# Linear Power DPSQ50



## kappa546 (Apr 11, 2005)

Linear Power DPSQ50 Modified Plum Crazy Very RARE Old School 4CH Amplifier | eBay


----------



## Mason Henri (Sep 23, 2014)

Do you still have this for sale? I am looking for a nice amp to power a set of speakers in my Tundra Regular cab truck. I spoke to Ray at TIPS and he informed me it may not be powerful enough for a set of 6.5 Blues depending on the setup. What do you think?
I appreciate your time and information. Mason


----------



## TrickyRicky (Apr 5, 2009)

According to ebay he sold it for 450.00 on Aug 5th.


----------



## Mason Henri (Sep 23, 2014)

Thank you Ricky. What do you think about my attempt at using a dpsq50 for a set of 6.5 Blues? Could you reccomend a better set up for a single cab pickup?


----------



## TrickyRicky (Apr 5, 2009)

You might require something with a bit more power. I believe those are rated at 150-200watts so anything within that range.


----------



## kappa546 (Apr 11, 2005)

Yea sorry I sold it a while back.
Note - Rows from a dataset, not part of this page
Issue #2215, opened 2020-08-26
Show inheritance option in the Sorting dialog


alansemenov:
If `inherit` field in ContentSummary contains `SORT`, it means that the item is inheriting sorting order of its parent. In this case we should do the following changes to the Sorting dialog:
1. Disable the list of items
2. Change subtext to "_Select sorting type from the dropdown above_".
3. Fetch sorting setting of the parent (using `GetContentByIdRequest` request in the context of the parent project) and display it as selection of the dropdown as "_Inherited_: " + sorting of the parent.

![image](https://user-images.githubusercontent.com/11612490/91316818-91d76580-e7b9-11ea-8862-1dff5a00cbf8.png)

4. It should also be present and highlighted in the dropdown list:

![image](https://user-images.githubusercontent.com/11612490/91318312-605f9980-e7bb-11ea-8e1c-0bfe4996c62f.png)

Issue #2218, opened 2020-08-26
Update inherit settings of the content when toggling between inherited and non-inherited sorting options


alansemenov:
If user switches sorting settings of a content item from "Inherited" to one of the regular options, or the other way around, we should do the following:
1. Toggle header subtitle (see https://github.com/enonic/app-contentstudio/issues/2215)
2. Enable or disable the list of child items
3. Enable the Save button  

Once the Save button is clicked, we should not only save the new sorting but also update inherit settings of the item via [API](https://github.com/enonic/xp/issues/8303) by adding or removing SORT option.

ashklianko:
Pushed into https://github.com/enonic/app-contentstudio/pull/2269

PR #2269, opened 2020-09-08
Show inheritance option in the Sorting dialog #2215

ashklianko:


ashklianko:
https://github.com/enonic/lib-admin-ui/pull/1456 also required

alansemenov (changes requested):
Tested it now, and there are issues when item has "local" sorting and I want to reset to "inherited":

1. If "local" sorting is the same as "inherited" sorting, Save button remain disabled when I select "Inherited: " option.

Screenshot 2020-09-15 at 16 16 20

2. If "local" and "inherited" sorting are different, I can select "Inherited" option and Save but it won't call the API to "restore" the sorting inheritance. When I reopen the dialog it shows the new sorting type, but as "local", not "inherited":

image

alansemenov:
So basically https://github.com/enonic/app-contentstudio/issues/2218 is not completely done yet

alansemenov:
`restoreInherit` API is [ready](https://github.com/enonic/xp/issues/8303)

ashklianko:
Ok, will update

ashklianko:
Updated

alansemenov (changes requested):
One last bug: it's not possible to switch between inherited and non-inherited for the same sort option, for example from "_Display name: A->Z_" to "_Inherited: Display name: A->Z_" and vice versa.

ashklianko:
> One last bug: it's not possible to switch between inherited and non-inherited for the same sort option, for example from "_Display name: A->Z_" to "_Inherited: Display name: A->Z_" and vice versa.

Done

Issue #2298, opened 2020-09-18
Localisation should work only in the current layer


sgauruseu:
1. Create 2 layers in Default project, Select Norsk and En languages in these layers.
2. Switch to the second layer , open Layers widget and click on `Open` button in the second item:
![image](https://user-images.githubusercontent.com/3728712/93598102-dfb04980-f9c4-11ea-99ef-6fa6b784b1ab.png)

**BUG**:  Language has been set and this content gets localized after opening it from another layer: 

![image](https://user-images.githubusercontent.com/3728712/93599054-379b8000-f9c6-11ea-8a85-80deb8639862.png)

PR #2331, opened 2020-09-30
Localisation should work only in the current layer #2298

ashklianko:
-Added 'localize' url action
-When opening inherited item in current layer from browse panel url will be constructed with 'localize'
-Layer language for inherited item in wizard panel will only be set only if 'localize' presents in url
-'localize' in url will be replaced with 'edit' after item is saved or if item is initially not inherited


alansemenov (approved):
Works like a charm, great job :)

Issue #2362, opened 2020-10-12
Custom config breaks layout of HTML Area toolbar


alansemenov:
This config 
`<include>Format | Bold Italic | BulletedList NumberedList | Outdent Indent | SpecialChar Anchor Image Macro Link Unlink Table | CopyFormatting RemoveFormat | Subscript Superscript</include>`

make the toolbar look like this on a narrow screen:

![image](https://user-images.githubusercontent.com/11612490/95722341-16038080-0c74-11eb-9eaf-ff4a80b6d8ea.png)

PR #2365, opened 2020-10-12
Fixed wrapping of customised HTML Area toolbar (#2362)

alansemenov:


ashklianko (approved):
There are still issues with single icons floating at the end of toolbar, but that for a separate task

Can't offer any advice on the Blues components as i've never even seen a pair. Typically for components I'd say 150w is a good place to start.


----------



## Mason Henri (Sep 23, 2014)

Thank you and Ricky for the replies. I might consider one of the new LP 2250 amps. 
I'm a little late trying to jump on the Linear Power craze and would respect your opinion if this is the best way to spend my money. I will also be considering some dynaudio or hertz speakers to use in my regular cab truck. A set of mid woofers and a pair of tweeters is all I plan on using.


----------